TASK GOAL: Give the count of lines in the entries that include "github", and write nothing besides it.

*** RECORDS FOR THE EXERCISE ***

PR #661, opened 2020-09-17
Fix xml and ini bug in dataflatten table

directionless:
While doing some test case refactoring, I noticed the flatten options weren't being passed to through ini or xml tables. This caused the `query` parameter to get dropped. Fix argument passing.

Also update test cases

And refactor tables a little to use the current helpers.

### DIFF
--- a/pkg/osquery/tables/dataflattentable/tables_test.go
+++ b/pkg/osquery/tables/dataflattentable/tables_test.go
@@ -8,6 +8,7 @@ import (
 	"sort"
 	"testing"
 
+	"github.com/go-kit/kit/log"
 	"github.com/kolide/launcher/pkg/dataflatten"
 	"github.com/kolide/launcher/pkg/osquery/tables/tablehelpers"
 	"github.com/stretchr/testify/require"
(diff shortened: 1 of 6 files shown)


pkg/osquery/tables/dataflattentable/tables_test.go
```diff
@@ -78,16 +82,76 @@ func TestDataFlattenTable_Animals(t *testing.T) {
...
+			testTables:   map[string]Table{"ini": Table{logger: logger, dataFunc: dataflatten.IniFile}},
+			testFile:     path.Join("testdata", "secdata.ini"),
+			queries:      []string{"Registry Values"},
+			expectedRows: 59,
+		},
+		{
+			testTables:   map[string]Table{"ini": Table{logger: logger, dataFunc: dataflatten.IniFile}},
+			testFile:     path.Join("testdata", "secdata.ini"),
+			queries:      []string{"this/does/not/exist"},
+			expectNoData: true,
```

*** End of RECORDS FOR THE EXERCISE ***

TASK ANSWER: 4